Task input
________________
PR #822, opened 2026-08-08
refactor(engine): add append-only context ledger (#796)

### LINKED ISSUE #796: [bamboo-engine] refactor: preserve append-only Responses prompt prefixes with a context ledger
## Summary

Bamboo's prompt architecture now keeps the large system/tool prefix stable, but the full OpenAI Responses input is not append-only across normal agent-loop rounds. Per-round context is rebuilt into `DynamicContext` and `VolatileTail`; the next round inserts new conversation items before the previous volatile tail. As a result, request N is generally not an exact prefix of request N+1 even when the stable-section diagnostic reports no drift.

This issue introduces a durable, provider-neutral model-context ledger that turns task, goal, plan, workflow, memory, environment, and other host-state changes into chronological append-only context events. It builds on the existing `Session -> ContextBlock -> PromptIR -> provider adapter` structure rather than adding another prompt path.

The target outcome is the same core invariant used by Codex:

> Outside an explicit prefix-reset boundary, the complete model-visible input from the previous request remains an exact prefix of the next request.

## Evidence

Two real GPT-5.6 Responses sessions through the configured compatible proxy showed a static-prefix plateau:

- 47 of 48 rounds reported exactly 9,728 cached input tokens; weighted hit ratio 5.04%; final request 294,652 prompt tokens with only 9,728 cached (3.30%).
- 141 of 154 rounds reported exactly 9,728 cached input tokens; weighted hit ratio 6.73%; final request 290,109 prompt tokens with only 9,728 cached (3.35%).

This is not explained solely by the proxy's rejection of `prompt_cache_options`:

- #781 already added provider-instance gating for explicit cache fields.
- Codex's core Responses request path does not rely on explicit breakpoints. It sends a stable `prompt_cache_key` and preserves append-only input.
- OpenAI caching still requires an exact shared prefix; `prompt_cache_key` improves affinity but cannot repair a rewritten prefix.

Current Bamboo code:

- `PromptIR::body_chat()` lowers `StablePrefix ++ DynamicContext ++ SystemRemainder ++ Conversation ++ VolatileTail`: [prompt_ir.rs](https://github.com/bigduu/Bamboo-agent/blob/232d11487f4c6b7e48c9d13ccc9a788a3499f771/crates/infra/bamboo-llm/src/prompt_ir.rs#L133-L176).
- The engine reconstructs workflow/summary front blocks and memory/task/goal/plan volatile blocks every round: [stream_execution.rs](https://github.com/bigduu/Bamboo-agent/blob/232d11487f4c6b7e48c9d13ccc9a788a3499f771/crates/engine/bamboo-engine/src/runtime/runner/round_lifecycle/stream_execution.rs#L359-L404).
- New conversation history is inserted before the rebuilt volatile tail: [stream_execution.rs](https://github.com/bigduu/Bamboo-agent/blob/232d11487f4c6b7e48c9d13ccc9a788a3499f771/crates/engine/bamboo-engine/src/runtime/runner/round_lifecycle/stream_execution.rs#L611-L623).
- Prefix-drift diagnostics hash selected `StablePrefixSection` content, not the serialized cacheable wire prefix: [prefix_drift.rs](https://github.com/bigduu/Bamboo-agent/blob/232d11487f4c6b7e48c9d13ccc9a788a3499f771/crates/engine/bamboo-engine/src/runtime/runner/round_lifecycle/prefix_drift.rs#L60-L68).

Codex reference implementation:

- The standard Responses request always sets `prompt_cache_key` from the session identity: [client.rs](https://github.com/openai/codex/blob/bb5054fe47abe73ecbbd454751066a28c89f4bb9/codex-rs/core/src/client.rs#L482-L486), [request construction](https://github.com/openai/codex/blob/bb5054fe47abe73ecbbd454751066a28c89f4bb9/codex-rs/core/src/client.rs#L837-L930).
- History is oldest-first and normally appended; rewrites are explicit operations such as compaction or rollback: [history.rs](https://github.com/openai/codex/blob/bb5054fe47abe73ecbbd454751066a28c89f4bb9/codex-rs/core/src/context_manager/history.rs#L39-L60).
- Tests require request 1's entire input to remain the prefix of request 2, and append settings/environment updates after the old prefix: [prompt_caching.rs](https://github.com/openai/codex/blob/bb5054fe47abe73ecbbd454751066a28c89f4bb9/codex-rs/core/tests/suite/prompt_caching.rs#L396-L412), [override case](https://github.com/openai/codex/blob/bb5054fe47abe73ecbbd454751066a28c89f4bb9/codex-rs/core/tests/suite/prompt_caching.rs#L500-L543).

Official protocol reference: [OpenAI Prompt Caching](https://developers.openai.com/api/docs/guides/prompt-caching).

## Relationship to existing issues

- **Composes with #758**: #758 remains the producer of a privacy-preserving, session-scoped `prompt_cache_key`. This issue fixes the model-visible prefix structure that the key alone cannot fix.
- **#781 is complete**: explicit `prompt_cache_options` / breakpoint capability remains provider-instance controlled.
- **#769 is complete**: Responses usage, explicit-cache lowering, lifecycle, and event fidelity remain intact.
- **#64 is complete**: HTTP `store=false` continuation semantics are not reopened here.
- WebSocket Responses v2 incremental transport is a separate follow-up. It must not be conflated with cached-token billing.

## Design invariants

1. **Exact extension in normal rounds**  
   When model, instructions, tool schemas, and other cache-affecting top-level request properties are unchanged, request N's complete serialized input must be an exact prefix of request N+1.

2. **Append host-state changes; never replace them in place**  
   A task/goal/plan/workflow/memory/environment change becomes a new model-visible context event that supersedes an earlier snapshot. Unchanged context emits no new item. Removal emits a tombstone event.

3. **Durable and retry-idempotent**  
   Resume and retry must reproduce the same event ids, order, rendered bytes, and request body. A retry must not append duplicate context events.

4. **Bounded growth with explicit prefix epochs**  
   Append-only behavior is scoped to a prefix epoch. Compression, rollback, hard truncation, or another deliberate history rewrite starts a new epoch and coalesces the latest world state. Normal rounds do not reset the epoch.

5. **Cache key remains affinity, not content identity**  
   Prefix-epoch changes do not require rotating the #758 key. Keep it stable across resume, retry, and compaction unless #758's provider/purpose boundary changes.

6. **Provider-neutral ownership**  
   Bamboo-engine owns context reconciliation and timeline assembly. `PromptIR` owns the canonical model-visible order. Provider adapters remain wire renderers.

7. **No raw prompt observability**  
   Diagnostics record hashes, lengths, item counts, epoch, and the first divergent index/type; they must not persist raw prompt text, tool arguments, credentials, or cache keys.

### 1. Add typed durable model-context state

Add an optional, backward-compatible field to `Session` rather than storing a large opaque JSON blob in the legacy string metadata map:

```rust
pub struct ModelContextState {
    pub schema_version: u32,
    pub prefix_epoch: u64,
    pub next_sequence: u64,
    pub baselines: BTreeMap<ContextBlockType, ContextBlockBaseline>,
    pub events: Vec<ModelContextEvent>,
}

pub struct ContextBlockBaseline {
    pub revision: u64,
    pub content_sha256: String,
}

pub struct ModelContextEvent {
    pub id: String,
    pub epoch: u64,
    pub sequence: u64,
    pub anchor_message_id: Option<String>,
    pub block_type: ContextBlockType,
    pub revision: u64,
    pub kind: ModelContextEventKind, // snapshot | removed
    pub content_sha256: String,
    pub rendered_text: String,
}
```

Requirements:

- `Session.model_context_state: Option<ModelContextState>` defaults to `None`; old sessions load without migration failure.
- Event ids are deterministic from session, epoch, block type, revision, and digest.
- Store canonical rendered text so resume does not depend on a later renderer/config version.
- Do not put these events in `Session.messages`; the user-visible conversation and existing API/UI semantics remain unchanged.
- Context events need their own bounded retention semantics. Do not mark every historical event permanently `never_compress`.

### 2. Reconcile current ContextBlocks into append-only events

Add an engine-owned reconciler, for example:

```text
round_lifecycle/context_ledger.rs
  collect_context_snapshots(...)
  reconcile_context_state(...)
  render_context_event(...)
  reset_prefix_epoch(...)
```

Per request:

1. Collect the current typed `ContextBlock` values in deterministic type order.
2. Canonicalize and hash their model-visible content.
3. Compare each digest with the persisted baseline.
4. Emit nothing for unchanged blocks.
5. Append a full snapshot event for a new/changed block, including `revision` and `supersedes_revision`.
6. Append a removal/tombstone event when a previously visible block disappears.
7. Anchor events at the current chronological conversation boundary.
8. Checkpoint the reconciled state so retries/resumes cannot duplicate or reorder events.

Full replacement snapshots are preferred over textual diffs: they are easier for the model to interpret, deterministic to test, and avoid applying an invalid patch after compression.

### 3. Give PromptIR one chronological model transcript

Keep `StablePrefix` and top-level `instructions`. For the new path, merge real conversation messages and context-ledger events into one chronological model transcript.

A minimal migration can keep the existing `SegmentRole::Conversation` carrier but broaden it to contain provider-visible transcript items; a clearer end state is a dedicated `SegmentRole::ModelTranscript`.

```text
Responses:
  instructions
  input = StablePrefix ++ ModelTranscript

Chat:
  system(instructions) ++ StablePrefix ++ ModelTranscript
```

The current per-round `DynamicContext` and `VolatileTail` paths remain behind a compatibility flag during rollout, then stop being used by the normal agent loop. Do not create a second provider-specific pre-baked message vector.

### 4. Define event precedence and lifetime

The rendered context-event template must explicitly state:

- it is host runtime context, not a new user request;
- the event supersedes the named prior revision of the same block type;
- later real user messages and tool results remain authoritative;
- query-scoped memory/hook context applies to the associated round unless refreshed;
- a removal event means the earlier state is no longer active.

Initial context is emitted once near the start of the model transcript. Later updates are appended chronologically instead of being moved back ahead of old conversation.

### 5. Integrate compression as an intentional epoch reset

Compression already rewrites the active model history, so it is a legitimate cache-reset boundary:

1. increment `prefix_epoch`;
2. archive/coalesce superseded context events;
3. seed the new epoch with the current conversation summary and one current snapshot per active context type;
4. persist the epoch reset atomically with the compression result;
5. require subsequent normal rounds to be append-only again.

Rollback, hard truncation, or an incompatible stable-instruction/tool-schema change use the same explicit reset mechanism and record a reason. Ordinary task/goal/plan/memory changes must not reset the epoch.

### 6. Wire #758 into the engine policy boundary

Once #758 lands, derive the privacy-preserving key where the engine builds `ResponsesRequestOptions`, not inside the generic DTO or provider adapter.

Required precedence:

```text
caller-authored key
  > operator request-body override
  > Bamboo session-derived default
```

Disabling generated explicit caching via #781 must suppress only `prompt_cache_options` and generated breakpoints; it must not remove the key.

Root/child cache-family sharing is out of scope for this issue. Keep #758's session isolation until real measurements justify a broader family.

### 7. Replace stable-section drift with wire-prefix observability

Add safe Responses-specific request-shape fingerprints after final lowering, request overrides, and masking:

- prefix epoch and reset reason;
- cache-key presence plus a one-way diagnostic hash, never the raw key;
- hash of cache-affecting top-level properties;
- cumulative hash per serialized input item;
- relation to the prior request: `identical | exact_extension | rewrite`;
- first divergent item index and originating segment/context type;
- input, cached-read, and cache-write token counts and ratios.

The existing stable-section diagnostic may remain, but it cannot be the acceptance signal for rolling prefix correctness.

## Acceptance criteria

- [ ] An additive typed `ModelContextState` round-trips through session persistence; old session JSON loads unchanged.
- [ ] With unchanged cache-affecting top-level fields and no epoch reset, the complete serialized Responses input of request N is byte/JSON-structurally identical to the beginning of request N+1.
- [ ] An unchanged ContextBlock is not emitted again.
- [ ] A changed block appends exactly one deterministic superseding snapshot after the old request prefix.
- [ ] A removed block appends exactly one deterministic tombstone.
- [ ] Retry and resume reproduce identical context-event ids/order/content and do not duplicate events.
- [ ] Tool-call/output chains remain structurally ordered and exact-prefix-safe across loop iterations.
- [ ] User-visible `Session.messages` and compatibility APIs do not expose synthetic ledger events as real user messages.
- [ ] Compression/rollback/hard truncation causes one observable epoch reset and bounded coalescing; the next normal round resumes append-only behavior.
- [ ] #758's key is present for agent-loop Responses requests, stable across retries/resume/compaction, absent when its scope rules say so, and never exposes the raw session id.
- [ ] #781's `explicit_prompt_cache=false` path retains the key while omitting generated explicit-cache fields.
- [ ] Wire diagnostics identify exact extension vs rewrite without logging raw prompt content or secrets.
- [ ] Focused tests cover no-change, update, removal, retry, resume, tool loop, compression reset, request override, and compatible-proxy paths.
- [ ] A controlled multi-round live smoke records the outbound prefix relation plus authoritative `cached_tokens` / `cache_write_tokens`; upstream cache hits are reported as measurements, not treated as guaranteed behavior.

## Validation

At minimum:

```bash
cargo test -p bamboo-domain session
cargo test -p bamboo-llm prompt_ir
cargo test -p bamboo-llm openai_responses
cargo test -p bamboo-engine context_ledger
cargo test -p bamboo-engine stream_execution
cargo test -p bamboo-compression
cargo fmt --all -- --check
cargo clippy --workspace --all-targets
```

Add a mock-provider integration test that captures at least four complete Responses bodies and asserts the prefix relationship directly at the serialized request boundary.

Run one live direct-OpenAI smoke when credentials/environment permit and one compatible-proxy smoke with `explicit_prompt_cache=false`. Record sanitized request-shape fingerprints and usage; do not store raw bodies.

## Rollout plan

1. **PR A — state and shadow reconciliation**  
   Add domain types, deterministic rendering/reconciliation, persistence tests, and shadow-only observability behind a disabled flag.

2. **PR B — PromptIR chronological transcript**  
   Add the interleaved transcript lowering and exact-prefix request tests; keep legacy dynamic/volatile assembly available.

3. **PR C — compression/rollback epochs**  
   Add bounded coalescing and explicit reset reasons.

4. **PR D — enable for Responses agent loop**  
   Compose with #758 and #781, run live validation, then make the new path the default while retaining a temporary fallback.

## Dependencies and non-goals

- Companion dependency: #758.
- Completed prerequisites: #769 and #781.
- No public API endpoint changes.
- No forced `store=true`.
- No WebSocket v2 implementation.
- No requirement that compatible proxies accept explicit cache fields.
- No root/child key sharing in this scope.

bigduu:
## Summary

- add a typed, durable model-context ledger with deterministic events, bounded prefix epochs, and backward-compatible session persistence
- replace normal agent-loop dynamic and volatile prompt rebuilding with one chronological PromptIR model transcript that preserves exact serialized Responses prefixes
- reset and coalesce epochs for compression, rollback, hard truncation, cache-scope changes, and retention boundaries; checkpoint ledger changes before provider dispatch
- add a monotonic ledger revision and CAS/disk-wins merge rules so stale control-plane and full-runtime saves cannot roll back a committed checkpoint
- include durable and newly projected ledger events in compression/fitting budgets, enforce token/byte retention bounds, and guard the exact final PromptIR messages before provider dispatch
- shadow-project the exact final PromptIR and refit by its real non-message overhead, without double-reserving summary, transformed-message overflow, or relocated env/instruction/workspace/skill content
- transform messages exactly once before bounded refits, so attachment resolution and paid Vision fallback are never repeated within one preparation
- use one effective tool-schema selector for both shadow projection and live explicit-skill activation dispatch
- add post-lowering Responses wire diagnostics using hashes and structural labels only, while preserving the session-scoped cache key and explicit-cache-off behavior

## Test Plan

- `cargo clippy --workspace --all-targets --all-features` (passes; local Rust 1.97 reports pre-existing warnings outside this PR diff)
- `cargo check --locked --workspace --all-targets --all-features`
- `cargo test -p bamboo-engine --lib --all-features`: 1329 passed, 0 failed
- `cargo test -p bamboo-storage session_merge::tests`: 35 passed, 0 failed
- focused projection regressions: 5 passed, covering retention reseed/refit, Compression reset with a large summary, initial env relocation without double reservation, a paid Vision expansion where transformed messages exceed the input limit but refit safely trims history, and projection/live explicit-activation schema parity
- Vision regression also verifies exactly one auxiliary model call and preservation of the transformed latest image message after refit
- retry regression re-runs full context preparation before the second dispatch and verifies byte-equivalent request shape, no duplicate ledger event, and exactly one durable checkpoint
- focused regression coverage also verifies runtime-only/full/checkpoint ledger races, durable sidecar/cache publication, bounded historical retention, fixed-token fitting, and provider dispatch suppression on irreducible final-IR overflow
- mock-provider integration captures four complete final Responses bodies and asserts baseline, exact extension, identical retry, override, tool ordering, masking, and explicit-cache-off behavior
- controlled compatible-proxy smoke with `explicit_prompt_cache=false`: three exact-extension rounds; authoritative cached input tokens were 0, 0, and 4864; no raw request bodies or credentials were recorded
- direct OpenAI smoke was not runnable with the configured credential because the live models probe returned HTTP 401; no credential or provider setting was changed

## Screenshots

N/A — backend and provider request-shaping change.

Fixes #796


bigduu:
🤖 Independent agent review: PASS

Reviewed exact head `bd0c5bb1647d7f04f5a1bcd0b7090af2f3723c76` against `dev@c4399bb8d12bcf4eed1f1dee14f4e87dede7c27e`.

- Verified the exact projected-overhead reservation closes both ordinary and post-Vision `P > L` paths without duplicate reservation.
- Verified summary/env relocation, one-time transforms, explicit-activation schema parity, durable retry/checkpoint behavior, and final PromptIR limits.
- Focused projected regressions: 5/5.
- Legacy compression regressions: 2/2.
- Engine all-features lib suite: 1329/1329.
- Exact-head CI and CodeQL: all required checks passed.
- No security, correctness, or acceptance-criteria blockers found.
________________
Work instructions
Which lines of the records contain the word "reference"? Copy each of them.

Task result
Codex reference implementation:
Official protocol reference: [OpenAI Prompt Caching](https://developers.openai.com/api/docs/guides/prompt-caching).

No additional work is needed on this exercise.